Senate launches debate to curb Trump military power against Iran

The Senate this week is poised to pass a resolution that would limit President Trump’s ability to use military force against Iran, where a drone strike earlier this year killed a top Iranian general and sparked retaliatory missile strikes against U.S forces in Iraq.

The measure, sponsored by Sen. Tim Kaine, a Virginia Democrat, has four Republican co-sponsors who, along with all Democrats, will provide the 51 votes needed to pass the resolution.

The resolution “directs the president to terminate the use of United States Armed Forces for hostilities against the Islamic Republic of Iran or any part of its government or military, unless explicitly authorized by a declaration of war or specific authorization for use of military force against Iran.”

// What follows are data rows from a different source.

PR #11161, opened 2025-07-31
chore: improve performance of `IndexSelection`

CasperDN:
This replaces a `Map` in `IndexSelection` by an array.

### DIFF
--- a/main/src/library/Fixpoint3/Ast/Ram.flix
+++ b/main/src/library/Fixpoint3/Ast/Ram.flix
@@ -442,11 +442,11 @@ mod Fixpoint3.Ast.Ram {
             case (RowVar.Named(i1), RowVar.Named(i2)) => i1 <=> i2
         }
     }
-
+    
     /////////////////////////////////////////////////////////////////////////////
     // RamId                                                                   //
     /////////////////////////////////////////////////////////////////////////////
-    
+
     ///
     /// `RamId` represents a unique identifier for literals, positions in relations,
     /// positions in tuples or input to a function.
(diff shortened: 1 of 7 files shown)


magnus-madsen:
IndexSelection is part of the compilation Datalog to RAM pipeline. Why is that slow-- given that programs are typically small. Is it because it also processes facts?

It seems this PR trades clarify for performance-- which is okay and natural-- but I am just surprised it is worth optimizing on the compiler itself.

CasperDN:
It does not process facts. We are fairly comfortable with the cost of compilation for programs that have large EDBs. We profiled the program:
```
def testFunctionalF1X2_01(): Bool =
let ff = _x -> Vector#{};
    let pr = #{
        A(1).
        R(a, b) :- A(x), let (a, b) = ff(x).
    };
    let actual = query pr select (x, y) from R(x, y);
    Assert.eq((Vector#{}: Vector[(Int32, Int32)]), actual)

def runForever(): Unit \ IO = {
    if(testFunctionalF1X2_01()) runForever() else runForever()
}
```
After ignoring `Lowering.flix` (as we expect this to be changed significantly) and `waitForSingleObject`, which has nothing to do with us, `IndexSelection` is the most expensive operation (30%). A large part of the time is used in `UniqeInts` and its backing `Map`. With this it goes down to 20%, and `AutomaticIndexSelection` is now using a larger part of this share.

magnus-madsen:
Let us discuss in person.

magnus-madsen:
Was this related to the test time or no?

PR #11163, opened 2025-07-31
chore: replace `Map` by `BPlusTree` in the frontend of the Datalog engine

CasperDN:
Frontend of #11131. Works towards a fix of #11034.


CasperDN:
Probably clashes with #11161 in some minor way.

magnus-madsen (approved):

PR #11168, opened 2025-07-31
fix: use zeroOrMore for parsing 'without' expressions

mlutze:
related to #11130 

This also improves recovery by using the nested expression directly instead of creating an error.


magnus-madsen:
Conflicted

Issue #11177, opened 2025-07-31
Add `filterAdjDups` and `filterAdjDupsWith`


magnus-madsen:
- [x] Add  `filterAdjDups` and `filterAdjDupsWith` to `List`
- [x] Add  `filterAdjDups` and `filterAdjDupsWith` to `Vector`

Note `filterAdjDups` is just `filterAdjDupsWith` passing `==`.

Add at least 3 tests for each function.

More info here: https://hackage.haskell.org/package/list-duplicate-0.1.0.0/docs/Data-List-Duplicate.html#v:deleteAdjDups

magnus-madsen:
@CasperDN @JumpTwiice If I could ask either of you to implement this. Its very relevant for `pquery`. 

For example, we want to do:

```scala
let db = #{ Edge(1, 2). Edge(2, 3). Edge(3, 4). /* ... */ };
let pr = #{
    Path(x, y) :- Edge(x, y).
    Path(x, z) :- Path(x, y), Edge(y, z).
};
let mm = psolve db, pr;
let pp = pquery mm select Path(1, 4) with {Edge};
List.map(ematch Edge^(s, d) -> "${s} -> ${d}") |> List.filterAdjDups |> println
```

(will) print `1 :: 2 :: 3 :: 4 :: Nil`

(without `filterAdjDups` it (will) print `1 :: 2 :: 2 :: 3 :: 3 :: 4 :: Nil`)

magnus-madsen:
EDIT: Maybe these have to be called `removeAdjDups` and `removeAdjDupsWith` because `filter` leaves the impression that the duplicates are retained.

magnus-madsen:
Fixed in master.

PR #11188, opened 2025-08-01
feat: Implement `removeAdjDups(With)` in `List`

CasperDN:
First part of #11177.

### DIFF
--- a/main/src/library/List.flix
+++ b/main/src/library/List.flix
@@ -526,6 +526,15 @@ mod List {
     }
 
     ///
+    /// Helper function for `permutations`.
+    ///
+    def removeIndex(i: Int32, l: List[a]): List[a] = match (i, l) {
+        case (_, Nil) => l
+        case (0, _ :: xs) => xs
+        case (p, x :: xs) => x :: removeIndex(p - 1, xs)
+    }
+
+    ///
     /// Returns `l` without adjacent duplicates according to their `Eq` instance.
     ///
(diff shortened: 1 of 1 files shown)


main/src/library/List.flix
```diff
@@ -525,6 +525,37 @@ mod List {
...
+    ///
+    pub def removeAdjDups(l: List[a]): List[a] with Eq[a] = removeAdjDupsWith(Eq.eq, l)
+
+    ///
+    /// Returns `l` without adjacent duplicates according to the function `f`.
+    /// Elements `x` and `y` are duplicates if and only if `f(x, y) = true`.
+    ///
+    /// The first occurence in a chain of duplicates is kept.
+    ///
+    /// `f` is assumed to be symmetric and transitive.
```
magnus-madsen: `f` must defined an equivalence relation on the elements of the list.

main/src/library/List.flix
```diff
@@ -525,6 +525,37 @@ mod List {
         case _ => unreachable!()
     }
 
+    ///
```
magnus-madsen: It seems this was added in the middle of some private helper functions for permutations?

Maybe move it a bit down or up. Somewhere where it logically fits.

CasperDN: Sure. Why are the public functions not ordered alphabetically btw?

magnus-madsen: Historical reasons. Not sure what would be best. Alphabetical ordering is also sometimes strange.

PR #11193, opened 2025-08-01
feat: add support for `pquery` in Lowering

JumpTwiice:

### DIFF
--- a/main/src/ca/uwaterloo/flix/language/phase/Lowering.scala
+++ b/main/src/ca/uwaterloo/flix/language/phase/Lowering.scala
@@ -816,13 +816,13 @@ object Lowering {
           val argExps = visitExp(exp) :: acc :: Nil
           val resultType = Types.Datalog
           val itpe = Types.MergeType
-          LoweredAst.Expr.ApplyDef(defn.sym, argExps, itpe, resultType, exp.eff, loc)
+          LoweredAst.Expr.ApplyDef(defn.sym, argExps, List.empty, itpe, resultType, exp.eff, loc)
       }
       val (goalPredSym, goalTerms) = select match {
         case TypedAst.Predicate.Head.Atom(pred, _, terms, _, loc1) =>
           val loweredTerms = terms.map(visitExp)
           val boxedTerms = loweredTerms.map {
-            t => LoweredAst.Expr.ApplyDef(Defs.Box, List(t), Type.mkPureArrow(t.tpe, Types.Boxed, loc), Types.Boxed, t.eff, loc)
+            t => LoweredAst.Expr.ApplyDef(Defs.Box, List(t), List.empty, Type.mkPureArrow(t.tpe, Types.Boxed, loc), Types.Boxed, t.eff, loc)
           }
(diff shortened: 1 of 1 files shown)


JumpTwiice:
I'm stuck on extracting the information I need from the type of `FixpointQueryWIthProvenance`. An example type is 
`Extensible[#(P(String), Q(Int32, Int64))]` from which I want `(Name.Pred("P"...), Type.Str :: Nil) :: (Name.Pred("Q", ...), Type.Int32 :: Type.Int64 :: Nil) :: Nil` of type `List[(Name.Pred, List[Type])]`. I cant see an obvious way to do this, since the `exp` just has a general type.

magnus-madsen:
The expression just has `tpe: Type` but because this is after type inference you are permitted to assume more.

That is, you are allowed to write a pattern match on type (or use .typeConstructor / .typeArguments) to take the type apart. You know its expected shape (but it is a bit difficult to navigate). I suggest you add a breakpoint in the IDE and open the debugger. Alternatively, you can print the type. 

So, you write some code to take a part the type. If you see some type that you don't expected (i.e. in all other cases), you can just throw an InternalCompilerException.

magnus-madsen:
For this program:

```
def main(): Unit =
    let db = #{ A(1). B(2, 3). };
    let _ = pquery db select B(2, 3) with {A, B};
    ()
```

The type of `db` is something like:

```
Apply(
  Cst(Schema,foo.flix:2:14),
    Apply(
      Apply(Cst(SchemaRowExtend(A),foo.flix:2:18),
        Apply(Cst(Relation(1),foo.flix:2:18),Cst(Int32,unknown:1:1),foo.flix:2:18),foo.flix:2:18
      ),
      Apply(Apply(Cst(SchemaRowExtend(B),foo.flix:2:24),
        Apply(Apply(Cst(Relation(2),foo.flix:2:24),Cst(Int32,unknown:1:1),foo.flix:2:24),Cst(Int32,unknown:1:1),foo.flix:2:24),foo.flix:2:24),
      Var(tvar$170265,foo.flix:2:24),foo.flix:2:24),foo.flix:2:18
     ),foo.flix:2:14
)
```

Sen. Mitch McConnell, a Kentucky Republican, has urged Republicans to vote against the bill.

But GOP Sens. Rand Paul of Kentucky, Susan Collins of Maine, Todd Young of Indiana, and Mike Lee of Utah, have pledged their support.

The Senate will begin debating the resolution on Wednesday but won’t vote on it until Thursday, Senate Minority Leader Chuck Schumer, a New York Democrat, said Tuesday.

Schumer said the Senate’s four Democratic presidential candidates — Elizabeth Warren of Massachusetts, Bernie Sanders of Vermont, Amy Klobuchar of Minnesota, and Michael Bennet of Colorado — will be present in the Senate to vote in favor of the resolution.

The measure faces little chance of enactment because Trump will veto it, and neither chamber has the two-thirds supermajority needed to override his veto.

The House passed a similar measure last month, but it is nonbinding.

The debate on war powers comes more than a month after the U.S. military used a drone strike to kill Iranian Gen. Qassem Soleimani, a terrorist responsible for the deaths of hundreds of American soldiers.

Democrats initially criticized the strike that killed Soleimani as risky and unjustified.

Iran retaliated days later with missile strikes against a U.S. air base in Iraq on Jan. 8, but no major hostilities have developed since then, as some lawmakers had feared.

Lawmakers, nonetheless, want to send a message to the president that only Congress can authorize a war, Sen. Chris Murphy, a Connecticut Democrat, told the Washington Examiner.

“It’s just important to make it clear that the president doesn’t have the power to bring the country to war without congressional authorization,” Murphy said. “There seems to be confusing rationals as to why they took the strike against Soleimani, and I think it’s really important for us to set a line in the sand about who has the power to declare war.”

McConnell, in a floor speech this week, warned senators the resolution would send the wrong message to America’s adversaries following Trump’s successful elimination of a top terrorist in the region.

“Just as we have successfully sent Iran this strong signal of our strength and resolve, a blunt and clumsy war powers resolution would tie our own hands,” McConnell said. “With China and Russia watching, is it really a good idea to suggest that we’re willing to let a middling power like Iran push us around? This self-flagellation and self-limitation would be tantamount to snatching defeat from the jaws of victory.”